HOW TO COMPLETE THIS TASK
Return every line of the listing below, unchanged, from its first line to the line holding "compressing message sets|", that line included.

RECORD SET
☆ ☆ ☆ ☆ ☆ ☆ ☆

PR #1037, opened 2021-03-23
MINIFICPP-1520 Fix PublishKafka properties to support expression language

fgerlits:
https://issues.apache.org/jira/browse/MINIFICPP-1520

Contains the following fixes:
   * Known Brokers, Client Name, Delivery Guarantee now support expression language
   * Request Timeout and Message Timeout no longer claim to support expression language (as this is incompatible with TimePeriodValue validation)
   * deprecate Message Key Field, which didn't work, and replace it with Kafka Key (which is what this property is called in NiFi); Kafka Key supports expression language
   * dynamic properties support expression language now

Note: the unit test is not great, as it requires a running Kafka instance on the host, and it looks like it's included in CTest but isn't really.  However, this is better than nothing, it's the same as the other two existing Kafka unit tests, and I have opened a Jira to fix these problems: https://issues.apache.org/jira/browse/MINIFICPP-1530

---

### For all changes:
     in the commit message?

### For code changes:

### Note:

### DIFF
--- a/PROCESSORS.md
+++ b/PROCESSORS.md
@@ -966,13 +966,13 @@ In the list below, the names of required properties appear in bold. Any other pr
 |Compress Codec|none||compression codec to use for compressing message sets|
 |Debug contexts|||A comma-separated list of debug contexts to enable.Including: generic, broker, topic, metadata, feature, queue, msg, protocol, cgrp, security, fetch, interceptor, plugin, consumer, admin, eos, all|
 |Delivery Guarantee|1||Specifies the requirement for guaranteeing that a message is sent to Kafka. Valid values are 0 (do not wait for acks), -1 or all (block until message is committed by all in sync replicas) or any concrete number of nodes.<br/>**Supports Expression Language: true**|
+|Kafka Key|||The key to use for the message. If not specified, the UUID of the flow file is used as the message key.<br/>**Supports Expression Language: true**|
 |Kerberos Keytab Path|||The path to the location on the local filesystem where the kerberos keytab is located. Read permission on the file is required.|
 |Kerberos Principal|||Keberos Principal|
 |Kerberos Service Name|||Kerberos Service Name|
 |**Known Brokers**|||A comma-separated list of known Kafka Brokers in the format <host>:<port><br/>**Supports Expression Language: true**|
 |Max Flow Segment Size|0 B||Maximum flow content payload segment size for the kafka record. 0 B means unlimited.|
 |Max Request Size|||Maximum Kafka protocol request message size|
-|Kafka Key|||The key to use for the message. If not specified, the UUID of the flow file is used as the message key.<br/>**Supports Expression Language: true**|
 |Message Key Field|||DEPRECATED, does not work -- use Kafka Key instead|
 |Message Timeout|30 sec||The total time sending a message could take|
 |Queue Buffering Max Time|||Delay to wait for messages in the producer queue to accumulate before constructing message batches|


extensions/librdkafka/PublishKafka.cpp
```diff
@@ -925,12 +931,10 @@ void PublishKafka::onTrigger(const std::shared_ptr<core::ProcessContext> &contex
     }
 
     std::string kafkaKey;
-    kafkaKey = "";
-    if (context->getDynamicProperty(MessageKeyField, kafkaKey, flowFile) && !kafkaKey.empty()) {
-      logger_->log_debug("PublishKafka: Message Key Field [%s]", kafkaKey);
-    } else {
+    if (!context->getProperty(KafkaKey, kafkaKey, flowFile) || kafkaKey.empty()) {
```
adamdebreceni, line 934: if `MessageKeyField` worked before and now it no longer works we should remove it altogether and not mark it deprecated, if we would like to enable a "soft transition" we should mark it deprecated but further support the feature and produce loud warnings that it will not be so for long

fgerlits: It's complicated.  `MessageKeyField` used to "work" in the sense that if you set it (e.g. to `kafka.message.key` or `${kafka.message.key}`) then every message sent to Kafka would have the message key set to this literal value ("kafka.message.key" or "${kafka.message.key}") without any substitution, i.e. all messages would have the same key.

The description of the `MessageKeyField` property was "The name of a field in the Input Records that should be used as the Key for the Kafka message. Supports Expression Language: true (will be evaluated using flow file attributes)", every part of which is false.

I hope nobody was using this, but I think that silently changing the message keys to the flow file UUID (which is what will happen if you were using `MessageKeyField` previously and don't change anything) is better than keeping the old behavior where every message had the same key.  Message keys are supposed to be unique.

What do you think of keeping the behavior as it is, but adding an error log if `MessageKeyField` is set?

adamdebreceni: I don't think this ever worked since we try to get the `MessageKeyField` as if it were a dynamic property (`context->getDynamicProperty`)

adamdebreceni: does an exception in an onSchedule really prevents a MiNiFi startup? that would be really bad, as there is no way to fix such a malformed flow through a c2 server

adamdebreceni: your approach of keeping it as is, and logging errors if `MessageKeyField` is set, could be our best bet, given the constraints

fgerlits: You're right about both MiNiFi startup and the old (non-)behavior or `MessageKeyField`.

I have added an error log in `onSchedule()` when `MessageKeyField` is set.

extensions/librdkafka/tests/CMakeLists.txt
```diff
@@ -29,10 +29,12 @@ FOREACH(testfile ${KAFKA_TESTS})
     createTests("${testfilename}")
     MATH(EXPR KAFKA_TEST_COUNT "${KAFKA_TEST_COUNT}+1")
     # The line below handles integration test
+    target_include_directories(${testfilename} BEFORE PRIVATE "../..")
```
szaszm, line 32: The comment above is outdated, I suggest removing it.

extensions/librdkafka/PublishKafka.cpp
```diff
@@ -541,6 +543,11 @@ void PublishKafka::onSchedule(const std::shared_ptr<core::ProcessContext> &conte
   conn_ = utils::make_unique<KafkaConnection>(key_);
   configureNewConnection(context);
 
+  std::string message_key_field;
+  if (context->getProperty(MessageKeyField.getName(), message_key_field)) {
+    logger_->log_error("The %s property is set. This property is DEPRECATED and has no effect; please use Kafka Key instead.", MessageKeyField.getName());
```
szaszm, line 548: I would prefer this to be a warning, not an error

adamdebreceni: I would go with error, as it uses a property that never worked and is only preserved to allow the processor to operate instead of fizzling out in onSchedule, personally I would even go for removing it, but I do not know how prevalent its usage is

szaszm: Having the property set is likely a mistake, but it doesn't cause data loss or failures down the line. Seeing this message doesn't mean a change in behavior from the happy path, only that the flow is incorrect, but still runnable.

fgerlits: I'm fine with logging it on either warning or error level, so we'll need a 4th vote to decide. :)

My reasoning for an error log was that if the user has set the MessageKeyField property, then their flow is not working as intended.  E.g. they may have wanted to set the message key to the value of a particular flow file attribute, but it is set to the flow file UUID instead -- this can cause difficult-to-debug problems down the line.

extensions/librdkafka/tests/CMakeLists.txt
fgerlits: I have removed the comment.

extensions/librdkafka/PublishKafka.cpp
arpadboda: I tend to agree with the error approach. Especially as this is only going to be logged once, so won't spam the log with error messages.

szaszm: ok

szaszm (approved):

arpadboda (approved):

PROCESSORS.md
```diff
@@ -971,13 +971,13 @@ In the list below, the names of required properties appear in bold. Any other pr
 |**Known Brokers**|||A comma-separated list of known Kafka Brokers in the format <host>:<port><br/>**Supports Expression Language: true**|
 |Max Flow Segment Size|0 B||Maximum flow content payload segment size for the kafka record. 0 B means unlimited.|
 |Max Request Size|||Maximum Kafka protocol request message size|
-|Message Key Field|||The name of a field in the Input Records that should be used as the Key for the Kafka message.
-Supports Expression Language: true (will be evaluated using flow file attributes)|
-|Message Timeout|30 sec||The total time sending a message could take<br/>**Supports Expression Language: true**|
+|Kafka Key|||The key to use for the message. If not specified, the UUID of the flow file is used as the message key.<br/>**Supports Expression Language: true**|
```
adamdebreceni, line 974: nitpick: other properties seem to be in an alphabetical order

adamdebreceni (approved):

PROCESSORS.md
fgerlits: fixed

lordgamez (approved):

☆ ☆ ☆ ☆ ☆ ☆ ☆

ANSWER AREA
PR #1037, opened 2021-03-23
MINIFICPP-1520 Fix PublishKafka properties to support expression language

fgerlits:
https://issues.apache.org/jira/browse/MINIFICPP-1520

Contains the following fixes:
   * Known Brokers, Client Name, Delivery Guarantee now support expression language
   * Request Timeout and Message Timeout no longer claim to support expression language (as this is incompatible with TimePeriodValue validation)
   * deprecate Message Key Field, which didn't work, and replace it with Kafka Key (which is what this property is called in NiFi); Kafka Key supports expression language
   * dynamic properties support expression language now

Note: the unit test is not great, as it requires a running Kafka instance on the host, and it looks like it's included in CTest but isn't really.  However, this is better than nothing, it's the same as the other two existing Kafka unit tests, and I have opened a Jira to fix these problems: https://issues.apache.org/jira/browse/MINIFICPP-1530

---

### For all changes:
     in the commit message?

### For code changes:

### Note:

### DIFF
--- a/PROCESSORS.md
+++ b/PROCESSORS.md
@@ -966,13 +966,13 @@ In the list below, the names of required properties appear in bold. Any other pr
 |Compress Codec|none||compression codec to use for compressing message sets|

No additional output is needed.